Yole Group Viewpoint: Transforming Data Centers with Generative AI: Spotlight on Memory and Processing Power

2024 is a pivotal year for generative AI, which will drive substantial demand for advanced node processors and HBM.

In today’s data-driven world, the significance of data centers has escalated to become a critical concern for key entities in the worldwide digital economy. This is especially true as GAFAM (Google, Amazon, Facebook (Meta), Apple, and Microsoft) lead a transformative charge setting in motion a large semiconductor ecosystem. A notable development reshaping the semiconductor industry is the advent of generative AI technology. It is vital to understand thoroughly its impact across the entire supply chain.


As generative AI technologies gain momentum, hyperscale data center operators and original equipment manufacturers (OEMs) are ramping up their server capacities. This expansion is essential for accommodating the computational demands of AI model training and inference processes, necessitating a substantial increase in AI accelerators. The resulting effect is a significant surge in demand for processor units and high bandwidth memory (HBM) associated with these accelerators. In 2023, the requirement for data center accelerators exceeded four million units, with projections indicating a potential doubling of this figure by 2024.


This surge in generative AI applications has also spurred the demand for advanced memory technologies within data centers, such as high-speed DDR5 dynamic random-access memory (DRAM) and HBM memory. These technologies are critical for managing AI workloads, which require enhanced bandwidth capabilities to facilitate faster data exchange between devices and processing units.


Amidst these developments, Nvidia has emerged as a standout performer, establishing itself as a key player while discreetly laying the groundwork in generative AI for several years. A pivotal moment in Nvidia’s strategic expansion into AI and GPU infrastructure enhancement came with its acquisition of Mellanox Technologies in 2019, a deal valued at $7 billion. At the time, Nvidia was generating around $11 billion in revenues annually, indicating the significance of this acquisition in its overall strategy. Mellanox, known for its high-performance computing and networking technology, was integrated into Nvidia’s operations to bolster its GPU and AI infrastructure offerings. This acquisition allowed Nvidia to enhance its data center capabilities significantly, making it a formidable force in AI, particularly in areas requiring intense computational power and efficient data processing.

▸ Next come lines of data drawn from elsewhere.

PR #1099, opened 2015-08-01
Fix comparison in SMWQueryResult::getQueryLink()

joelkp:
Was '$caption == false' instead of '$caption === false'.  This did not
affect display of further results link in #ask queries. However, some
strings could be ignored if using the method directly, e.g. from another
extension.


JeroenDeDauw:
Thanks a lot for your contribution!

PR #1100, opened 2015-08-01
Add SMW_SQL3_SMWDELETEIW marker

mwjames:
This picks up the [0] discussion about deleted subjects and properties that have a type annotation.

Applies a two-step approach:
- If a subject is deleted then it is cleared of all references and marked
with `SMW_SQL3_SMWDELETEIW` in the object table
- `ByIdDataRebuildDispatcher` will remove those marked with `SMW_SQL3_SMWDELETEIW` and remove any remaining
references from related property tables

[0] http://wikimedia.7.x6.nabble.com/Quick-question-about-property-deletion-tp5050929p5050932.html

### DIFF
--- a/includes/storage/SQLStore/SMW_SQLStore3.php
+++ b/includes/storage/SQLStore/SMW_SQLStore3.php
@@ -26,6 +26,7 @@ define( 'SMW_SQL3_SMWIW_OUTDATED', ':smw' ); // virtual "interwiki prefix" for o
 define( 'SMW_SQL3_SMWREDIIW', ':smw-redi' ); // virtual "interwiki prefix" for SMW objects that are redirected
 define( 'SMW_SQL3_SMWBORDERIW', ':smw-border' ); // virtual "interwiki prefix" separating very important pre-defined properties from the rest
 define( 'SMW_SQL3_SMWINTDEFIW', ':smw-intprop' ); // virtual "interwiki prefix" marking internal (invisible) predefined properties
+define( 'SMW_SQL3_SMWDELETEIW', ':smw-delete' ); // virtual "interwiki prefix" marking a deleted subject, see #1100
 
 /**
  * Storage access class for using the standard MediaWiki SQL database for
--- a/includes/storage/SQLStore/SMW_Sql3SmwIds.php
+++ b/includes/storage/SQLStore/SMW_Sql3SmwIds.php
@@ -598,12 +598,13 @@ class SMWSql3SmwIds {
 	 *
 	 * @param integer $sid
 	 * @param DIWikiPage $subject
+	 * @param integer|string|null $interWiki
 	 */
-	public function updateInterwikiField( $sid, DIWikiPage $subject ) {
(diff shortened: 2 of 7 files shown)


mwjames:
@SemanticMediaWiki/testers This PR requires some regular testing.

- Create a property with type
- Create some annotations with that property
- Check `Special:Properties` (disable the cache) to appear in the list
- Remove the annotations, delete property, `Special:Properties` should not longer list the property.

includes/storage/SQLStore/SMW_Sql3SmwIds.php
```diff
@@ -599,11 +599,11 @@ public function getPropertyInterwiki( SMWDIProperty $property ) {
 	 * @param integer $sid
 	 * @param DIWikiPage $subject
 	 */
-	public function updateInterwikiField( $sid, DIWikiPage $subject ) {
+	public function updateInterwikiField( $sid, DIWikiPage $subject, $iw = null ) {
```
JeroenDeDauw: docblock was not updated

Please also use an understandable var name

includes/storage/SQLStore/SMW_SQLStore3.php
```diff
@@ -26,6 +26,7 @@
 define( 'SMW_SQL3_SMWREDIIW', ':smw-redi' ); // virtual "interwiki prefix" for SMW objects that are redirected
 define( 'SMW_SQL3_SMWBORDERIW', ':smw-border' ); // virtual "interwiki prefix" separating very important pre-defined properties from the rest
 define( 'SMW_SQL3_SMWINTDEFIW', ':smw-intprop' ); // virtual "interwiki prefix" marking internal (invisible) predefined properties
+define( 'SMW_SQL3_SMWDELETEIW', ':smw-delete' ); // virtual "interwiki prefix" marking a deleted subject
```
JeroenDeDauw: I do not understand this comment

JeroenDeDauw:
:+1:

includes/storage/SQLStore/SMW_SQLStore3.php
mwjames: It is just a virtual marker, not sure what explanation you are looking for.

jaideraf:
@mwjames 
Tested.
When ```$smwgCacheType``` is set ```CACHE_NONE```, it works fine to me.

mwjames:
> Tested.

:+1:  As always, the effort and diligence it is much appreciated. 

> When $smwgCacheType is set CACHE_NONE, it works fine to me.

This is just for the test otherwise one would have to wait until the cache expiry to verify the results.

jaideraf:
>As always, the effort and diligence it is much appreciated.

As always, your effort and diligence, contributing to SMW project (because it is more than just software) are much appreciated, thank you. :+1: 

For all software development, automated tests, quality control... for over the years.

SMW is more and more stable, with better performance, and feature rich.
I follow SMW development since version 1.5 (I guess) and I can see the software getting better over the years, it's awesome! So… thank you.

PR #1102, opened 2015-08-05
Add onoi/http-request

mwjames:


JeroenDeDauw:
Any reason why you are not putting this under the SMW vendor? I'm concerned about adding dependencies that are outside of the projects control while not having a solid user and developer base. And yes I know that I'm the first one that went down that road with `mediawiki/parser-hooks` (or rather the Validator extension back then).

JeroenDeDauw:
Don't get me wrong. I do think it's fantastic you are separating out concerns such as http requests and caching. Thanks!

mwjames:
>  I'm concerned about adding dependencies that are outside of the projects control while not having a solid user and developer base. 

Those are well tested, I'm no expecting huge changes to the interface, and because it has no dependency on MW or SMW.

mwjames:
The cache was picked up but another project https://packagist.org/packages/onoi/cache/dependents which is not big but al least it is being used outside of the MW circle.

JeroenDeDauw:
> Those are well tested, I'm no expecting huge changes to the interface, and because it has no dependency on MW or SMW.

That might be, though my concern is not about code quality. It's about liability in general. Even if the code has high quality, using projects that have just a single maintainer is not ideal.

PR #1103, opened 2015-08-05
ParserParameterProcessor::setParameter

mwjames:


src/ParserParameterProcessor.php
```diff
@@ -140,15 +140,20 @@ public function setParameters( array $parameters ) {
...
 	 */
 	public function addParameter( $key, $value ) {
-		if( $key !== '' && $value !== '' ) {
+
+		if ( $key === '' ) {
+			return null;
+		}
+
+		if ( is_array( $value ) ) {
+			$this->parameters[$key] = $value;
```
JeroenDeDauw: In this case you replace any existing values while for the else part you merge the thing in. Is that intended?

mwjames: > In this case you replace any existing values while for the else part you merge the thing in. Is that intended?

It is kind of blurry because it could be seen as a `set` instead of an `add` but I wanted to avoid to add a new method to avoid:

```
foreach ( $values as $value ) {
  $parserParameterProcessor->addParameter( 'foo', $value )
}
```

```
$parserParameterProcessor->addParameter( 'foo', $values )
```

mwjames: If you think it is a dilution then I just use the foreach.

mwjames: The usage surfaced in https://github.com/SemanticMediaWiki/SemanticCite/pull/12/files#diff-8ef6b654a96f2f28377eb95822b0df12R70

JeroenDeDauw: Ah... yeah, I think it's not good to make a method do two things like that. Better to add a new one then.

src/ParserParameterProcessor.php
```diff
@@ -154,6 +152,18 @@ public function addParameter( $key, $value ) {
 	}
 
 	/**
+	 * @since 2.3
+	 *
+	 * @param string $key
+	 * @param array $values
+	 */
+	public function setParameter( $key, array $values ) {
```
JeroenDeDauw: At first I thought this name was wrong. But it's the existing `addParameter` that is wrong and should be something like `addParameterValue` or `addToParameter`

PR #1116, opened 2015-08-16
Add feature flags to CachedValueLookupStore

mwjames:
Allows a more fine-grained setting as to which lookup should be cached or not.

Default setting is `$GLOBALS['smwgValueLookupFeatures'] = SMW_VL_SD | SMW_VL_PL | SMW_VL_PV | SMW_VL_PS;`

refs #1035, #1063

### DIFF
--- a/SemanticMediaWiki.settings.php
+++ b/SemanticMediaWiki.settings.php
@@ -601,6 +601,27 @@ $GLOBALS['smwgValueLookupCacheType'] = CACHE_NONE;
 $GLOBALS['smwgValueLookupCacheLifetime'] = 60 * 60 * 24 * 7; // a week
 ##
 
+##
+# Features expected to be enabled in CachedValueLookupStore
+#
+# Flags that declare a enable/disable state of a supported functionality. If a
+# feature is disabled then a connection is always established to the standard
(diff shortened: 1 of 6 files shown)


mwjames:
> After enabling it I think it started to put too much load and data into my “on the limit” redis-server process.

@kghbln @thingles I have now added some flags to determine which lookups can be supported internally. Given that WikiApiary has a constant influx of bot edits, it might be better not the cache the `SemanticData` hence the setting should look like `$GLOBALS['smwgValueLookupFeatures'] = SMW_VL_PL | SMW_VL_PV | SMW_VL_PS;` (removed `SMW_VL_SD` from the list)

`SMW_VL_PV` (PV = PropertyValues) is the flag that should make queries to respond a bit faster and I hope that we somehow can at least facilitate this feature on WikiApiary without reaching the redis limit.

kghbln:
[Finally documented](https://www.semantic-mediawiki.org/w/index.php?title=Help%3A%24smwgValueLookupFeatures&type=revision&diff=57646&oldid=57593)

@mwjames I guess the alternative syntax for bitwise operators to change the setting is fine too.

PR #1126, opened 2015-08-28
Skip InTextAnnoationParser when Factbox content is generated

mwjames:
Avoids that annotations are added by the Factbox content when entities contain something like [[ ... ]] in rendered text elements.

```
[[Has url::http://example.org/api.php?action=ask&query=%5B%5BModification%20date::%2B%5D%5D%7C%3FModification%20date%7Csort%3DModification%20date%7Corder%3Ddesc|api.php?action=ask&query=]]
```

### DIFF
--- a/includes/ContentParser.php
+++ b/includes/ContentParser.php
@@ -43,6 +43,11 @@ class ContentParser {
 	private $enabledToUseContentHandler = true;
 
 	/**
+	 * @var boolean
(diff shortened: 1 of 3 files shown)


mwjames:
PR test failed because of a weak Travis worker (`Your test run exceeded 50 minutes.`).

PR #1127, opened 2015-08-28
Add --shallow-update to rebuildData, refs #1100

mwjames:
The `--shallow-update` option allows to only parse those entities that have a different last modified timestamp compared to that of the last revision.

This enables to run `rebuildData` updates on deleted, redirects, and other out of sync entities and reduces the runtime and memory usage considerably.
- If `--shallow-update` is not used then all pages will be parsed (as before) using the `Parser::parse`.
- `smw_iw` field was added as index to `smw_object_ids` in order for the DB select to use an appropriate index selection. To make us of `smw_iw` index, `update.php` is required to be executed,
- option `-t` was removed from `rebuildData`  since `Type` pages are no longer used
refs #1100


mwjames:
@kghbln Added `--shallow-update` option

Nvidia’s operations and ambitions in chip manufacturing are deeply intertwined with TSMC (Taiwan Semiconductor Manufacturing Company), a leading foundry specializing in semiconductor manufacturing. Nvidia relies on TSMC’s advanced technology, notably its CoWoS (Chip on Wafer on Substrate) packaging technology, to produce its high-performance processors. CoWoS is an advanced packaging solution that enables the integration of different types of chips, such as CPU, GPU, and memory, into a single module, significantly enhancing performance and energy efficiency.

However, the soaring demand for Nvidia’s processors, fueled by the growth in AI applications, has led to a bottleneck at TSMC. Despite TSMC’s status as a leading foundry with cutting-edge manufacturing capabilities, it struggles to meet the overwhelming demand from Nvidia and other tech giants, resulting in extended delivery times for chip orders. This situation has opened the door for other major foundry players, such as Samsung, to capitalize on the opportunity. Samsung, with its own advanced semiconductor manufacturing capabilities, is keenly eyeing this space, aiming to attract companies that are facing delays with TSMC and are in search of alternative manufacturing partners to meet their production needs. This dynamic illustrates the competitive and interconnected landscape of the semiconductor industry, where supply chain relationships and manufacturing capacities play critical roles.

Further down the supply chain, companies specializing in advanced packaging seems to experience a limited boost from these technological shifts. This advantage stems from the increased demand for sophisticated packaging solutions that can accommodate the complex requirements of next-generation semiconductor devices.

The impact at the substrate level of the supply chain is still to be measured. Despite the heightened activity in the semiconductor space, substrate manufacturers seem not to have seen a corresponding increase in demand. This situation might be attributed to high substrate inventory levels, keeping their prices low. With the semiconductor shortage coming to an end, the era of skyrocketing substrate prices has also concluded.

The surge in generative AI, especially through Large Language Models (LLMs), has sparked debate over their substantial energy consumption. The shift towards smaller and optimized LLMs for diverse end systems raises hopes for efficiency gains. This trend could accelerate the move towards neuromorphic computing, promising a more energy-efficient approach by emulating the brain’s neural architecture.